All coronavirus patients in severe conditions in Israel who are currently connected to heart and lung by-pass machines are below the age of 60, data revealed on Monday appears to show.
The Israeli ECMO Association added that all critically ill COVID patients under 60, who are currently connected to ECMO (extracorporeal life support) machines had not been vaccinated.
The data also found that all those who died after being hooked up to the machine, had not been administered the vaccines.
ECMO has been used in especially critical cases of coronavirus since the early days of the pandemic. Approximately half of all patients put on the machine have died despite the treatment because of the severity of their symptoms.
Some 31 unvaccinated patients have been put on ECMO since the start of the current, fourth wave of morbidity and five have since died - all below the age of 60.
Six patients over the age of 60 were also attached to the machine at some point but they had received the vaccine four to six months prior to hospitalization and were able to wean themselves off ECMO.
The chairman of the Israeli ECMO Association, Dr. Yigal Kasif, said the data proved non-vaccinated patients suffer from more severe COVID symptoms.
"These patients in the 40 to 60 age group, who are treated with the ECMO machines - die, while older patients including some with underlying conditions who had been vaccinated – survive.
"Doctors treating patients on ECMO have expressed their frustration over those irrefutable numbers," he said.
The treatment comes at the most critical stage of COVID-19, when the body's respiratory system is most impacted.
"Vaccines protect from COVID-related death and from the need to be treated with ECMO. Anyone who had never witnessed a seriously ill virus patient on the machine cannot understand the difficulty," he said.
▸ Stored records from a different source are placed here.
PR #4695, opened 2023-06-22
improvement(jib): support concurrent builds in maven

vvagaytsev:

Fixes #


shumailxyz (approved):
Looks good to me. Thank you so much. 💯 

on a side note, i would suggest adding some tests as well for this.

shumailxyz:
Indeed that can be tricky. Let's add those separately and merge this.

PR #4699, opened 2023-06-23
chore(analytics): error stack trace metadata error handling and wrapped errors in analytics

mkhq:

Updates error handling in getStackTraceMetadata and introduces support for wrappedErrors.

Fixes #

### DIFF
--- a/core/src/exceptions.ts
+++ b/core/src/exceptions.ts
@@ -19,6 +19,10 @@ export interface GardenError<D extends object = any> extends Error {
   wrappedErrors?: GardenError[]
 }
 
+export function isGardenError(err: any): err is GardenError {
+  return "type" in err && "message" in err
+}
+
 export type StackTraceMetadata = {
   functionName: string
   relativeFileName?: string
--- a/core/src/exceptions.ts
+++ b/core/src/exceptions.ts
@@ -20,13 +20,13 @@ export interface GardenError<D extends object = any> extends Error {
 
 export interface GardenErrorStackTrace {
   functionName: string
-  relativeFileName: string
+  relativeFileName?: string
 }
 
 export abstract class GardenBaseError<D extends object = any> extends Error implements GardenError<D> {
   abstract type: string
 
-  constructor(message: string, public readonly detail: D, public readonly wrappedError?: Error) {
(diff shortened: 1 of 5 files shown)


core/src/exceptions.ts
```diff
@@ -183,29 +198,35 @@ export function formatGardenErrorWithDetail(error: GardenError) {
...
+    const filePath = atLine[2]
+    let lastSrcFilePos = -1
+    let tmpPos = -1
+
+    if ((tmpPos = filePath.lastIndexOf("src")) > -1) {
+      lastSrcFilePos = tmpPos + 4
+    } else if ((tmpPos = filePath.lastIndexOf("node_modules")) > -1) {
+      lastSrcFilePos = tmpPos + 13
+    } else if ((tmpPos = filePath.lastIndexOf("node:internal")) > -1) {
+      lastSrcFilePos = tmpPos + 14
```
shumailxyz, line 222: Some comments using constant values e.g. 4,13,14 here would be nice.

would be handy to read in future :)

core/src/exceptions.ts
```diff
@@ -214,8 +235,25 @@ export function getStackTraceMetadata(error: GardenError): GardenErrorStackTrace
       },
     ]
   })
+}
+
+export function getStackTraceMetadata(error: GardenError): GardenErrorStackTrace {
+  if (!error.stack && !error.wrappedErrors) {
+    return { metadata: [], wrappedMetadata: undefined }
```
shumailxyz, line 242: I feel like we should wrap the following block in try/catch as well and just return like this in catch
```
return { metadata: [], wrappedMetadata: undefined }
```

shumailxyz (approved):
some non blocking nits that would be nice to address.

core/src/exceptions.ts
vvagaytsev: Agree, also we can log something if an error occurs in the `try`-block.

mkhq: Wrapped the call points in analytics.ts with try catch since we can log the errors there.

shumailxyz (approved):
Looks good to me ✅ Thank you.

shumailxyz:
Also, lets squash while merging.

PR #4706, opened 2023-06-25
fix(cloud): emit stable action uids across phases

thsig:

Before this fix, `log` events emitted by router methods wouldn't include the same `actionUid` as the status events emitted by the `emitGetStatusEvents` and `emitProcessingEvents` helpers. This led to those action logs not loading in Cloud.

This was because the memoized `getUid()` instance method on the `BaseTask` didn't result in the UID being passed on to the resolved (and later, the executed) action, since those are initalized with the same constructor params as their parent action.

This was fixed by explicitly including the `uid` in the base action constructor params, which means that it gets passed on to the resolved and executed phases of the action (if any).


eysi09 (approved):
LGTM!

PR #4707, opened 2023-06-25
chore(analytics): improve error reporting structure

mkhq:

Garden errors are aggregated in several steps when executing a graph. This PR simplifies the error reporting in analytics by only including the `lastError`. This is the last error added to the list of errors in the results of a graph execution. The struct reported back in analytics has detailed data on three levels:

- `error`, which refers to the top-most error
- `wrapped`, the first wrapped error in the top-most error
- `leaf`, the first leaf found when recursively iterating through wrapped errors. This is the most specific error and should provide a good indication of the error cause.

In addition to the new structure, we also started on an error context struct which can contain specific fields that would help identify task-types or plugins that typically lead to a failed execution.

Additional care has been taken to avoid reporting back any sensitive data. E.g. we opt-out of including task names which could simplify analysis.

Fixes #

- This changes the graph export to include wrapped errors recursively, its not entirely clear to me what the implications can be?

### DIFF
--- a/core/src/analytics/analytics.ts
+++ b/core/src/analytics/analytics.ts
@@ -23,7 +23,13 @@ import { Profile } from "../util/profiling"
 import { ModuleConfig } from "../config/module"
 import { UserResult } from "@garden-io/platform-api-types"
 import { uuidv4 } from "../util/random"
-import { GardenBaseError, StackTraceMetadata, getStackTraceMetadata } from "../exceptions"
+import {
+  GardenBaseError,
+  GardenError,
+  GardenErrorContext,
+  StackTraceMetadata,
+  getStackTraceMetadata,
+} from "../exceptions"
 import { ActionConfigMap } from "../actions/types"
 import { actionKinds } from "../actions/types"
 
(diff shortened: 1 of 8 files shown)


vvagaytsev (changes requested):
There are some merge conflicts, let's rebase this.

core/test/unit/src/analytics/analytics.ts
```diff
@@ -702,6 +704,269 @@ describe("AnalyticsHandler", () => {
...
+
+      const startTime = new Date()
+      timekeeper.freeze(startTime)
+
+      analytics = await AnalyticsHandler.factory({ garden, log: garden.log, ciInfo })
+
+      timekeeper.travel(startTime.getTime() + 60000)
+      const event = analytics.trackCommandResult("testCommand", [], startTime, 0)
+
+      expect(event).to.eql({
```
Orzelius, line 733: I think it'd be cleaner if we had only one of these snapshot tests and the other cases just validated only what's needed. That way I'd be dry-er and would decrease line count by a good bit.

core/src/analytics/analytics.ts
```diff
@@ -600,6 +612,59 @@ export class AnalyticsHandler {
...
+          // the first wrapped error
+          wrapped: e.wrappedErrors?.at(0) ? getErrorDetail(e.wrappedErrors?.at(0)!) : undefined,
+          // recursively get all the leaf errors and select the first one
+          leaf: e.wrappedErrors ? getLeafErrors(e).at(0) : undefined,
+        }
+      } catch (err) {
+        this.log.silly(`Failed to get analytics error detail from ${e}, ${e.wrappedErrors?.at(0)}, ${err}`)
+        return []
+      }
+    })
```
vvagaytsev, line 652: It looks like these 3 functions are re-created on every call of `resultErrorProperties`. Should we declare those outside the class?

mkhq: Broke out into a separate helpers file to clean up this function/file a bit. It's only called once at the end of a command run.

vvagaytsev (approved):
LGTM, thanks! 👍

PR #4724, opened 2023-06-27
refactor: garden error takes named params instead of positional

mkhq:

This changes the `GardenBaseError` constructor to take named params instead of positional. Increases type safety and will make future refactorings/improvements easier. The important change is in `core/src/exceptions.ts`, the rest is just fall-out from that.

Fixes #

### DIFF
--- a/core/src/exceptions.ts
+++ b/core/src/exceptions.ts
@@ -49,7 +49,7 @@ export abstract class GardenBaseError<D extends object = any> extends Error impl
   constructor({ message, detail, stack, wrappedErrors }: GardenErrorParams<D>) {
     super(message)
     this.detail = detail
-    this.stack = stack
+    this.stack = stack || this.stack
     this.wrappedErrors = wrappedErrors
   }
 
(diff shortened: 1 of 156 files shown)


core/src/exceptions.ts
```diff
@@ -33,12 +33,23 @@ export type GardenErrorStackTrace = {
...
   abstract type: string
+  public message: string
+  public detail?: D
+  public wrappedErrors?: GardenError<any>[]
 
-  constructor(message: string, public readonly detail: D, public readonly wrappedErrors?: GardenError[]) {
+  constructor({ message, detail, stack, wrappedErrors }: GardenErrorParams<D>) {
     super(message)
     this.detail = detail
+    this.stack = stack || this.stack
```
vvagaytsev, line 52: Isn't `this.stack` in the right-hand side always undefined at this point?

vvagaytsev (approved):
LGTM, thank you! 👍 
I left one non-blocking comment.

core/src/exceptions.ts
mkhq: It's actually set by the underlying error. We can pass in a stack to override if needed.

PR #4728, opened 2023-06-28
feat(server): add internal _shell command and new WS endpoint

edvald:
This is to support desktop shell commands. The former is a bit crude and can't really support xterm.js, the latter is likely what we'll want once we set up the terminal emulator on the other side.

cc @trymbill


trymbill (dismissed):
LGTM 👍

vvagaytsev (changes requested):
There are some failures that look relevant in the [build-dist](https://app.circleci.com/pipelines/github/garden-io/garden/18709/workflows/188f5497-e5f9-4801-9f19-1714dc80d1e6/jobs/336426) CI step. Please take a look.

edvald:
Ugh yeah, looks like there isn't a prebuild for Windows there. Will need to revisit.

thsig (approved):

PR #4730, opened 2023-06-30
feat(openshift): Run and Test actions

### LINKED ISSUE #4626: [FEATURE]: experimental local-openshift container Run action
Part of the OpenShift epic https://github.com/garden-io/garden/issues/4243

---

Definition of done: users are able to use a Run action to run a command within the OpenShift context.

Tasks:

- Figure out the best plan for this. Should the `kind` be `container` or a dedicated `openshift-*` like with `kubernetes-pod` and `kubernetes-exec`?
- Create integration tests using OpenShift Local

### LINKED ISSUE #4627: [FEATURE]: experimental local-openshift container Test action
Part of the OpenShift epic https://github.com/garden-io/garden/issues/4243

---

Definition of done: users are able to use a Test action to run tests within the OpenShift context.

Tasks:

- Create support for running a unit test within an OpenShift container
- Create support for running an integration test across OpenShift containers / services
- Create integration tests using OpenShift Local

Walther:

Fixes #4626 
Fixes #4627 

### DIFF
--- a/core/src/plugins/kubernetes/namespace.ts
+++ b/core/src/plugins/kubernetes/namespace.ts
@@ -233,6 +233,11 @@ export async function getSystemNamespace(
   api?: KubeApi
 ): Promise<string> {
   const namespace = { name: provider.config.gardenSystemNamespace }
+  // HACK: in OpenShift, we work in only one namespace, the one assigned to the developer
+  if (!namespace.name) {
+    log.warn("No system namespace found, using the current namespace. If you are using OpenShift, ignore this warning.")
+    namespace.name = provider.config.namespace!.name
+  }
 
   if (!api) {
     api = await KubeApi.factory(log, ctx, provider)
--- a/core/src/plugins/openshift/openshift.ts
+++ b/core/src/plugins/openshift/openshift.ts
@@ -8,6 +8,11 @@
 
 import { ConfigureProviderParams } from "../../plugin/handlers/Provider/configureProvider"
 import { createGardenPlugin } from "../../plugin/plugin"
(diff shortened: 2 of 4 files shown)


core/src/plugins/kubernetes/namespace.ts
```diff
@@ -233,6 +233,11 @@ export async function getSystemNamespace(
   api?: KubeApi
 ): Promise<string> {
   const namespace = { name: provider.config.gardenSystemNamespace }
+  // HACK: in OpenShift, we work in only one namespace, the one assigned to the developer
+  if (!namespace.name) {
+    log.warn("No system namespace found, using the current namespace. If you are using OpenShift, ignore this warning.")
```
Orzelius, line 238: Is there a reason to print the message in the first place for openshift users?

shumailxyz (approved):
LGTM, Thank you 💯

core/src/plugins/kubernetes/namespace.ts
Walther: This is within the generic kubernetes code, and we don't necessarily know here if we are running OpenShift or not. Something to fix later when we have the OpenShfit provider in a better shape and can propagate the knowledge around

Orzelius: I think the ctx passed here has that data though

Walther: Currently, we don't have a _proper_ OpenShift provider context - it is using the KubernetesProvider and its context under the hood. Definitely something we need to improve later!

PR #4731, opened 2023-06-30
improvement(k8s): retry on config retrieval failure

### LINKED ISSUE #4591: Investigate retries for kubectl commands
Currently, we can sometimes see errors like

```
2023-06-09T09:09:25.3573989Z error: error when retrieving current configuration of:
2023-06-09T09:09:25.3574834Z Resource: "apps/v1, Resource=deployments", GroupVersionKind: "apps/v1, Kind=Deployment"
2023-06-09T09:09:25.3634918Z Name: "redacted", Namespace: "redacted"
2023-06-09T09:09:25.3636527Z from server for: "STDIN": Get "redacted": dial tcp redacted_ip:443: i/o timeout
```

We should investigate whether we have logic set up for retries - either in our own code, or by `kubectl`'s own features, possibly depending on `kubectl` version as well, etc

vvagaytsev:
Wrap `kubectl` call into existing retry-machinery. Add a way to avoid `shouldRetry` checker call,
because sometimes the error messages are not well-known in advance.

Use retry machinery when retrieve Kubernetes configs using `kubectl`.

Attempts to address #4591

### DIFF
--- a/core/src/plugins/kubernetes/api.ts
+++ b/core/src/plugins/kubernetes/api.ts
@@ -946,7 +946,16 @@ export async function getKubeConfig(log: Log, ctx: PluginContext, provider: Kube
       kubeConfigStr = (await readFile(provider.config.kubeconfig)).toString()
     } else {
       // We use kubectl for this, to support merging multiple paths in the KUBECONFIG env var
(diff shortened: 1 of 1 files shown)


shumailxyz (approved):
Thanks a lot for implementing this 👍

"These are people who are tragically unable even to bid their families farewell in their final days," he said.
A 48-year-old man and a 51-year-old woman – both unvaccinated - were the latest patients to be put on ECMO at the Wolfson Medical Center in Holon.
"All our patients on ECMO had not been vaccinated," Dr. Arie Soroksky, head of the ICU, said.
"The unvaccinated younger population is especially vulnerable to serious illness," he said.
"We give them oxygen and when that fails, we put them on ventilators but when their lungs are too weak and ventilators are not enough, we treat them with ECMO. Their family members then often rush to get vaccinated," he said.